20. sukanya schreef:

Could you please let me know if the files which you have used: INPUT_FILES_TRAIN = [‘body_acc_x_train.txt’, ‘body_acc_y_train.txt’, ‘body_acc_z_train.txt’,.. is available in github.?

21. Saurabh schreef:

Hi,
Finally after struggling for couple of days, I found a right technical blog. Thanks for sharing.

I am working with accelerometer data (I have ML and DL understanding) and completely new to signal processing domain i.e. FFT and Wavelet etc. I am trying “Count a device movement using Accelerometer data”. It would be great if you can help me with your expertise. Basically, I am trying to solve this problem (kindly look at stackoverflow question): https://stackoverflow.com/questions/61204254/fft-calculation-for-accelerometer-data

22. Abhijit Khuperkar schreef:

Hi Ahmet,

This is an excellent blog! Thank you for sharing valuable insights on signal processing. Appreciate your efforts.

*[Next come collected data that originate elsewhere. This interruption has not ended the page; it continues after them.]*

Issue #10000, opened 2022-11-22
[Feature] [Zipkin UI] Bundle Zipkin Lens UI in our distribution as a widget component


wu-sheng:
### Search before asking

- [X] I had searched in the [issues](https://github.com/apache/skywalking/issues?q=is%3Aissue) and found no similar feature requirement.

### Description

@wankai123  enhanced our Zipkin support in past months. Ref doc, https://skywalking.apache.org/docs/main/next/en/setup/backend/zipkin-trace/

Now, we are more confident to work as an alternative server for people who wants their Zipkin traces to stay side by side with other metrics/logs in an all-in-one APM.

@Fine0830 The lens UI source codes are here, https://github.com/openzipkin/zipkin/tree/master/zipkin-lens. It is a very lightweight UI component, I am considering we could bundle them in our distribution, and you could wrap it as a widget to let the dashboard host it on a tab page.

### Use case

@wankai123 could help you to set up test env for testing. 

@Fine0830 There is no feature change requirement. You need to decide whether we should copy/paste those codes, which may be helpful if we need to bump up dependencies to fix CVE or expired libs. 

### Are you willing to submit a PR?

- [ ] Yes I am willing to submit a PR!

### Code of Conduct

- [X] I agree to follow this project's [Code of Conduct](https://www.apache.org/foundation/policies/conduct)

wu-sheng:
Notice, if we are going to copy them, we should keep their license headers, and put the statement in the LICENSE and NOTICE files of source codes and binary, as we are doing re-distribution.

wu-sheng:
@tacigar told me there are several enhancements he wants to land on the code base, 

- https://github.com/openzipkin/zipkin/pull/3348
- https://github.com/openzipkin/zipkin/pull/3349
- https://github.com/openzipkin/zipkin/pull/3350

They are tested and used for a private distribution. We should adopt those too.

wu-sheng:
The one last step is to wait for @Fine0830 to provide a new kind of widget, which could host the Zipkin lens UI on an isolated iFramework. This widget would work separately.

wu-sheng:
@kezhenxu94 Let's leverage the latest UI widget and bring Zipkin Lens UI into the Service Mesh dashboard. And consider opening Zipkin tracing in Istio of Showcase?

kezhenxu94:
@wu-sheng did you expect to put the Zipkin UI here? 
[...]

PR #10167, opened 2022-12-16
Add Zipkin UI to webapp

kezhenxu94:

image

image


dist-material/release-docs/LICENSE
```diff
@@ -340,6 +340,7 @@ The text of each license is the standard Apache 2.0 license.
     https://mvnrepository.com/artifact/io.vavr/vavr/0.10.3 Apache-2.0
     https://mvnrepository.com/artifact/io.vavr/vavr-match/0.10.3 Apache-2.0
     https://mvnrepository.com/artifact/io.zipkin.zipkin2/zipkin/2.23.16 Apache-2.0
+    https://mvnrepository.com/artifact/io.zipkin/zipkin-lens/2.23.16 Apache-2.0
```
wu-sheng, line 343: I think we should resolve lens UI's dependencies, and regenerate the LICENSE file

wu-sheng:
@Fine0830 This would provide webapp integration for Zipkin lens UI. 

Ref https://github.com/apache/skywalking/issues/10000

wu-sheng:
@kezhenxu94 We may consider how to showcase this. How about just opening the Zipkin tracer on Envoy in the mesh? Then we at least could have some spans.

kezhenxu94:
> @kezhenxu94 We may consider how to showcase this. How about just opening the Zipkin tracer on Envoy in the mesh? Then we at least could have some spans.

We already open Envoy SkyWalking tracer in showcase, there is no way to open both Zipkin tracer and SkyWalking tracer at the same time

kezhenxu94:
> > @kezhenxu94 We may consider how to showcase this. How about just opening the Zipkin tracer on Envoy in the mesh? Then we at least could have some spans.
> 
> We already open Envoy SkyWalking tracer in showcase, there is no way to open both Zipkin tracer and SkyWalking tracer at the same time

OK, we didn't open Envoy tracer for now, but I remember @mrproliu planned to do so recently

wu-sheng:
> > @kezhenxu94 We may consider how to showcase this. How about just opening the Zipkin tracer on Envoy in the mesh? Then we at least could have some spans.
> 
> We already open Envoy SkyWalking tracer in showcase, there is no way to open both Zipkin tracer and SkyWalking tracer at the same time

I can't find a trace including the envoy span. I think we don't, otherwise, the topology should be very strange.(the alias name could be strange unless we set the `not-analysis` attribute to true for the segments from envoy)
We just instrument the services, and sidecars forward the `sw8` headers.

Also, we even don't have a trace tab on the mesh dashboard.

oap-server-bom/pom.xml
```diff
@@ -304,6 +304,12 @@
                 <artifactId>zipkin</artifactId>
                 <version>${zipkin.version}</version>
             </dependency>
+            <!-- SkyWalking Web UI -->
+            <dependency>
+                <groupId>io.zipkin</groupId>
+                <artifactId>zipkin-lens</artifactId>
+                <version>${zipkin.version}</version>
```
wu-sheng, line 311: We should bump up the version to `2.23.19`?(maybe)

dist-material/release-docs/LICENSE
kezhenxu94: To regenerate the license file (and make it possible to automatically generate it as what we are doing now), we have to copy the `package.json` and `package-lock.json` from Zipkin Lens project, also Zipkin Lens put all dependencies (including development dependencies) into `dependencies` section so we would also include many un-distributed licenses.

wu-sheng:
> > > @kezhenxu94 We may consider how to showcase this. How about just opening the Zipkin tracer on Envoy in the mesh? Then we at least could have some spans.
> > 
> > 
> > We already open Envoy SkyWalking tracer in showcase, there is no way to open both Zipkin tracer and SkyWalking tracer at the same time
> 
> OK, we didn't open Envoy tracer for now, but I remember @mrproliu planned to do so recently

@mrproliu and you could decide whether we need Zipkin context propagation in our demo service. That is your call.
It is just more fancy if we did.

mrproliu:
> > > @kezhenxu94 We may consider how to showcase this. How about just opening the Zipkin tracer on Envoy in the mesh? Then we at least could have some spans.
> > 
> > 
> > We already open Envoy SkyWalking tracer in showcase, there is no way to open both Zipkin tracer and SkyWalking tracer at the same time
> 
> OK, we didn't open Envoy tracer for now, but I remember @mrproliu planned to do so recently

I just noticed that envoy generates the zipkin format trace context by default when forwarding HTTP protocols. If we want to show that both envoy and skywalking traces are included, we can enhance the demo service to support both skywalking and zipkin traces.

dist-material/release-docs/LICENSE
wu-sheng: OK, this seems a little crazy :(
It looks like we are over declaring more than we should be.

wu-sheng: Let's keep the lib dependencies for now. Copy the package and lock files seem easy to be out-of-date too.

kezhenxu94: > Let's keep the lib dependencies for now. Copy the package and lock files seem easy to be out-of-date too.

I don't think we will update the lens dependency too often, this feature is not in our main path and the lens dependency has only static compiled html/css/js files

dist-material/release-docs/LICENSE
```diff
@@ -195,21 +195,104 @@ The text of each license is also included in licenses/LICENSE-[project].txt.
     https://npmjs.com/package/vis-timeline/v/7.5.1 7.5.1 (Apache-2.0 OR MIT)
     https://npmjs.com/package/vis-util/v/5.0.3 5.0.3 (Apache-2.0 OR MIT)
 
+========================================================================
```
wu-sheng, line 198: It seems you added a new zipkin-License, I think it is good.
Then the following new could be removed?

wu-sheng: We could add a line `Zipkin-lens dependences are attached in `zipkin-LICENSE` file. Apache 2.0`(Or something similar)

wu-sheng (approved):
LGTM

PR #10169, opened 2022-12-16
Enhance service topology to support multiple components of a service

wu-sheng:

* Support `priority` definition in the `component-libraries.yml`. 
* Enhance service topology query. When there are multiple components detected from the server side, 
  the component type of the node would be determined by the priority, which was random in the previous release.

@mrproliu `* Support component IDs' priority in process relation metrics.` is re-implemented by this new mechanism.


wu-sheng:
The component ID in service and process topology are sharing the same mechanism from the kernel level now. 

After this is merged, I would consider removing the component ID from the instance topology. If you have any concerns, please let me know.
My idea is, we never show this, and as an `n pods(ServA) * m pods(ServB)` size topology, there is pointless to show the component of each node.
This would be only a logical level change, I will add a notice to the GraphQL file to declare these cases. And will keep those type/component fields as empty strings only.

mrproliu (approved):

wankai123 (approved):

oap-server/server-core/src/main/java/org/apache/skywalking/oap/server/core/query/NotGraphQLField.java
```diff
@@ -0,0 +1,33 @@
...
+
+/**
+ * NotGraphQLField represents the annotated field is not used by GraphQL protocol.
+ *
+ * Notice, this is a dev-level friendly label, there is no practical use in the runtime.
+ *
+ * @since 9.4.0
+ */
+@Target({ElementType.FIELD})
+public @interface NotGraphQLField {
```
kezhenxu94, line 32: This annotation looks to be useless

wu-sheng: I just don't want comments everywhere. This annotation would not be compiled into the binary.

kezhenxu94 (approved):

oap-server/server-core/src/main/java/org/apache/skywalking/oap/server/core/query/NotGraphQLField.java
kezhenxu94: > I just don't want comments everywhere. This annotation would not be compiled into the binary.

It WOULD be compiled into binary, if you want to skip compiling it into binary, please annotation with `@Retention(java.lang.annotation.RetentionPolicy.SOURCE)`, the default retention policy is runtime

PR #10170, opened 2022-12-16
Remove component_id from the instance topology

wu-sheng:

* Remove `component_id` from `service_instance_relation_client_side` and `service_instance_relation_server_side`.
* Remove unnecessary columns from topology query in the BanyanDB.


oap-server/server-storage-plugin/storage-banyandb-plugin/src/main/java/org/apache/skywalking/oap/server/storage/plugin/banyandb/measure/BanyanDBTopologyQueryDAO.java
```diff
@@ -129,8 +129,6 @@ List<Call.CallDetail> queryServiceRelation(Duration duration,
             MeasureQueryResponse resp = query(modelName,
                                               ImmutableSet.of(
                                                   ServiceRelationClientSideMetrics.COMPONENT_IDS,
-                                                  ServiceRelationClientSideMetrics.SOURCE_SERVICE_ID,
-                                                  ServiceRelationClientSideMetrics.DEST_SERVICE_ID,
```
wu-sheng, line 133: @lujiajing1126 @hanahmily Please review this class.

I’m working on a similar problem of human activity recognition using smartphone accelerometer data. The data contains tri-axial signals only from accelerometer around x, y, z axes. The training data for signals and labels has been separately provided with different shape and sampling frequencies for both. The signals data is sampled at 10 Hz (0.1 seconds per sample) and contains total 3744 samples and 3 components. Whereas, labels data is sampled at 1 Hz (1 second per sample) and contains 375 samples. In other words, labels are provided for every 10th observation in signals data. Signals and labels can be joined using timestamp.

My approach: The above suggests that each labeled signal has 10 signal samples. Assuming this, I transformed the signals dataframe of shape (3744, 3) into a numpy array of shape (375, 10, 3). I extracted 90 features using frequency transformations with signal parameters T = 0.1 sec, N = 10, f_s = 1 Hz. I also extracted 72 wavelet features from the signals. I combined both frequecy and wavelet domain features to train a classifier that classifies signals into four activities – standing (7% samples), walking (57%), stairs down (12%), stairs up (23%).

Results: The classifier fits training data with 100% accuracy. However, the test score is not satisfactory (30-40%) which signifies overfitting. Also classifier does not classify standing activity at all and predictions are remaining three classes.

I have ran multiple iterations, but not able to reach reasonable test accuracy. It will be great if you could share any inputs to – 1) review my approach, 2) validate the signal parameters used for frequency transformation, and 3) anything I’m missing or any alternative approach to improve the test score.